Work ethic and squirrels
It’s a busy time in our yard. There’s lots of scurrying around, getting everything ready for winter.
No, it’s not me I’m talking about. It’s not even our son, Joe, who helps out mowing the yard when it needs it. Or when it is dry enough, which hasn’t been often lately.
Right now, the scurrying around is being done by the squirrels. We must have a dozen of them.
They’re out there working away right after first light, when I am headed out on a weekend morning walk with the dogs.
And when the dogs get another walk just before dark, they’re still there. Of course, the reason why they love our yard has nothing to do with us being such nice people. Or that we love pets and wildlife.
It’s more about those giant pecan trees, their limbs laden down almost to the ground with hundreds of nuts.
They cart the nuts off one at a time to their special hiding places. And when they don’t find enough on the ground, they head up the trees looking for more.
I admire their work ethic. Sometimes, it makes me tired just to watch.
Squirrels are ingenious. The nuts often are hanging from leaf clusters too flimsy to support their weight, so they just chew off the branch and then scamper down to the ground to gather the nuts.
And every time I see the squirrels rushing this way and that, I remember my special squirrel, too – the one I saved from being squished.
It’s a long story, but (fortunately or unfortunately, depending on how you look at it) I have enough space left to tell it.
One day I was out front watering flowers and saw an SUV (driving way too fast on a residential street, but that’s another story) barreling down on one of the squirrels. After it went by, the squirrel was lying in the street. I was about to tear up when I saw his tail quiver. Could he be alive? I wondered.
I ran out to the street and waved off another car. The squirrel was breathing so I quickly went to the garage, got a big flat shovel and slid it under him.

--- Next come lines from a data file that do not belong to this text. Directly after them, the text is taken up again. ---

PR #4675, opened 2022-01-28
Add integration test for P&L with decimals

EVODelavega:
Add test to check for correct P&L values when market decimals <> asset decimals

Relates to #4594

### DIFF
--- a/.spelling
+++ b/.spelling
@@ -103,3 +103,5 @@ vegawallet
 whitepaper
 XDG
 xor
+P&L
+PnL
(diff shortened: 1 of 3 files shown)


jeremyletang (dismissed):

ze97286 (approved):

Jiajia-Cui (commented):
This test has been created based on "https://github.com/vegaprotocol/vega/blob/develop/integration/features/release-margins-issues.feature".

In this case, an asset has 5 decimals, but the market decimals are 2, the offset of 1 == 1,000 of the smallest asset unit. The balances have all been multiplied by 1k, so the values all match the original test.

He made no effort to move as I carried him out of the street and put him under one of the pecan trees in the yard. I thought he probably would die, but at least it would not be in the street.
A couple of hours later he had moved about three feet, but made no effort to get away when I checked on him.
By late afternoon, he had climbed to the lowest branch on the tree. Just before dark, he had moved a couple of branches higher.
I figure he couldn’t take too much time off, lying around and feeling sorry for himself, like someone I know sometimes does.
Winter’s coming and there’s work to be done.